§ **WHAT IS REQUIRED**:
In the entries below, some lines hold the string "AronNovak"; please say how many, giving the number and nothing else.

§ **DATA RECORDS**:

Issue #1002, opened 2024-01-24
TB - Medications


Diama1:
## Issue
Medication will have 3 sub activities.

Note: Prescribed medications only appears in the first TB Management encountert

Prescribed Medication | DOT | Treatment  Review
--|--|--
![Screenshot from 2024-01-24 16-24-40](https://github.com/TIP-Global-Health/eheza-app/assets/32199791/af3d75b8-f3ea-4b89-8dbb-55d8cbbd20ec) | ![Screenshot from 2024-01-24 16-39-15](https://github.com/TIP-Global-Health/eheza-app/assets/32199791/7db53b90-9d01-47a4-94c1-c4f5706541b8) | ![Screenshot from 2024-01-24 16-39-55](https://github.com/TIP-Global-Health/eheza-app/assets/32199791/d8f6a2d6-aca7-40d5-86f6-d77e97b0413c)

For the DOT activity if the answer is No this will be a sub question for both the :
Why not:
- meds already taken today
- [not indicated] only for "Will you provide DOT/TDO today?"
- med unavailable
- advised to hold b/c of side effects
- patient refused

## Todo

- Create the activities per design

anvmn:
@adamhstewart 

**Prescribed Medication**:
 - Should we allow multiple selection?
 - Third option looks strange to me. Can you confirm the wording please?
 - Shouldn't we add another option for 'no medication prescribed'? If we do, how would this affect the DOT activity?	

**DOT/DTO**:
- Issue description says something about additional question if No answer is given. It's not clear for which question is it (description says both but it does not make sense to me).



Also, I'll need the **icons for the tasks**.

Diama1:
@anvmn 
> **DOT/DTO**:
> 
> * Issue description says something about additional question if No answer is given. It's not clear for which question is it (description says both but it does not make sense to me).

The additional question will come when we say No to both of the questions. But the difference will be only for "Will you provide DOT/TDO today?" we will add [not indicated] .
For example: for the first question 
Why not?
- meds already taken today
- not indicated
- med unavailable
- advised to hold b/c of side effects
- patient refused

for the second we remove  [not indicated] option

adamhstewart:
> Should we allow multiple selection?

Yes

> Third option looks strange to me. Can you confirm the wording please?

Wording is correct

> Shouldn't we add another option for 'no medication prescribed'? If we do, how would this affect the DOT activity?

Medication is always prescribed for TB. The "exit ramp" here is "other"

[...]

PR #1015, opened 2024-02-12
Tuberculosis Management - Medication

anvmn:
#1002


anvmn:
Peek 2024-02-13 15-09

client/src/elm/Measurement/Model.elm
```diff
@@ -1868,3 +1868,32 @@ type alias NutritionCaringForm =
...
+    { takenAsPrescribed = Nothing
+    , missedDoses = Nothing
+    , feelingBetter = Nothing
+    , sideEffects = Nothing
+    , reasonForNotTaking = Nothing
+    , reasonForNotTakingDirty = False
+    , totalMissedDoses = Nothing
+    , totalMissedDosesDirty = False
+    , adverseEvents = Nothing
+    , adverseEventsDirty = False
```
AronNovak, line 1898: How does this `Dirty` concept work? As I see, empty data is not dirty, upon input, it becomes dirty? But does this become non-dirty afterwards at some point?

AronNovak (approved):

client/src/elm/Measurement/Model.elm
anvmn: @AronNovak 

We have following situation:
Form is the UI, and on refresh all it's fields loose set values.
When we store the form, Value is created - representation of stored data for back-end.
To allow editing saved form, we need to combine form with Value, and present the data.
For correct presentation we have `form <=> value` functions.

Dirty fields are used when we have a conditional input, which is edited and needs to get empty value.
For example:
1. Question: 'Did you administer medication?'
2. If 1 answer is No, we ask for the reason and list several options.

So, we have a form with fields for q1 and q2.
On first run, user answers q1 No, and fills the reason for Q2.
On save, value is created with 2 fields - v1 and v2.
Now page is refreshed, and user decides to edit the answer to q1 - enters Yes.
If we do nothing, on save `form => value` function will result in same v2 we had previously, while it needs to be empty.
To overcome this, we use dirty field for q2. So, when q1 is set to Yes, we set q2 to empty value and q2Dirty set to true, which will indicate for `form => value` function to force use of q2 from form overriding saved v2.

Issue #1055, opened 2024-03-06
TB Management - Add AI Diagnoses TB Suspect [4h]


adamhstewart:
## Issue
A cough of two weeks or longer is considered a TB Suspect, and it overrides any diagnosis.

The popup for diagnosis should read Tuberculosis Suspect:
<img width="844" alt="Cursor_and_E-Heza_System" src="https://github.com/TIP-Global-Health/eheza-app/assets/688507/275c8346-77cb-4a50-94d3-81430eb025e2">

Next steps items are:
- Refer to health center
- Followup

anvmn:
@adamhstewart 

If I remember this right, COVID was most urgent diagnosis, where we would show next steps right after diagnosis was made.
Other diagnoses required 3 or 4 activities to be completed, to resolve the diagnosis.

How should we treat DB? Given more than 2 weeks cough, make the diagnosis right away + show next steps?

adamhstewart:
> How should we treat DB? Given more than 2 weeks cough, make the diagnosis right away + show next steps?

We should complete the full activities - For COVID it was a matter of isolation. Here it's not a concern.

anvmn:
@adamhstewart 

> > How should we treat DB? Given more than 2 weeks cough, make the diagnosis right away + show next steps?
> 
> We should complete the full activities - For COVID it was a matter of isolation. Here it's not a concern.

In this case, it can override all diagnoses except for COVID.

anvmn:
@adamhstewart 

> Next steps items are:
> - Refer to health center
> - Followup 

We have AI both for nurse and CHW.
If it's CHW that's running the encounter, it makes sense to refer to HC.
What do we do for nurse? Refer to hospital?
Or maybe, TB suspect should be determined only by CHW?

anvmn:
@adamhstewart 

> Next steps items are:
> - Refer to health center
> - Followup 

For the context, at AI first encounter we determine (possible) diagnose.
Subsequent encounter will be available (in other words illness will remain open) is diagnose was made.
Subsequent encounter is used to track illness progress and reaction for treatment.
As a result, next steps at these encounters are different.
For example, at subsequent encounter, we send to HC if there was no improvement.

So the question is what should be next steps at subsequent encounter?

adamhstewart:
> What do we do for nurse? Refer to hospital?

[...]

Issue #1051, opened 2024-03-04
TB Management - Update cough duration [6h]


Diama1:
## Issue

As for TB management, an individual becomes a TB suspect if, through acute illness, cough persists as a symptom for a period of 2 weeks or more. 

As such we need to change the cough duration field to reflect a diagnosis for TB:
~~Less than 2 weeks~~
~~2 Weeks or more~~
- 2 Weeks or less
- More than 2 weeks

## Task
- Add the new field and deprecate the old field
- Create infrastructure to handle the new field
- Update the UI on the forntend

anvmn:
@adamhstewart what do we do about progress report then?

anvmn:
@adamhstewart 

> @adamhstewart what do we do about progress report then?

This is what I've implemented, so we can make use existing if fields and get all needed info:


![Peek 2024-03-11 11-57](https://github.com/TIP-Global-Health/eheza-app/assets/17882245/57e39caa-4b10-498d-b99e-062bde383069)

Will this do?

adamhstewart:
@anvmn ^^ Unfortunately, no - we need to convert to the two options as described, I assume this means a new field and infrastructure.

For the purposes of the progress report, we can assume less than 2 weeks to be 7 days and  more than 2 weeks to be 15 days.

anvmn:
@adamhstewart 

> For the purposes of the progress report, we can assume less than 2 weeks to be 7 days and more than 2 weeks to be 15 days.

It's 2 weeks or more, so I'll make it 14. This way we maintain consistency with max duration of other signs.

anvmn:
As discussed at catch up meeting:

Periods are:

- 2 Weeks or less
- More than 2 weeks

anvmn:
@adamhstewart deployed to Nutrition env

balagan73:
### QA Review

## Found issues and questions

- None

## Checked and approved

1. Options on UI are updated
![image](https://github.com/TIP-Global-Health/eheza-app/assets/3536805/4b731b76-0edf-4149-972c-96346b638454)

PR #1063, opened 2024-03-07
TB Management -  Tuberculosis Suspect diagnosis at Acute Illness

anvmn:
#1051
#1055

### DIFF
--- a/client/src/elm/Translate.elm
+++ b/client/src/elm/Translate.elm
@@ -1702,6 +1702,7 @@ type TranslationId
     | TuberculosisProvideDOTTodayQuestion
     | TuberculosisReasonNotProvidedToday TuberculosisDOTSign
     | TuberculosisReasonMedicationsNotDistributed TuberculosisDOTSign
+    | TuberculosisSuspect
     | TuberculosisSymptomQuestion TuberculosisSymptom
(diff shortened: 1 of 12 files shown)


anvmn:
Peek 2024-03-11 23-52

client/src/elm/Translate.elm
```diff
@@ -21162,6 +21183,12 @@ translationSet trans =
         TuberculosisReasonMedicationsNotDistributed reason ->
             translationSet <| TuberculosisReasonNotProvidedToday reason
 
+        TuberculosisSuspect ->
+            { english = "Tuberculosis Suspect"
+            , kinyarwanda = Nothing
+            , kirundi = Just "Nta Gupima/gusuzuma"
```
AronNovak: This is not the equivalent of the English string. This means: `No Testing/Assessment`

anvmn:
```suggestion
            , kirundi = Nothing
```

AronNovak (approved):

client/src/elm/Translate.elm
anvmn: Thanks @AronNovak. Looks like a result of copy/paste and forgetting to replace values with Nothing.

§ **WRITTEN SOLUTION**:
6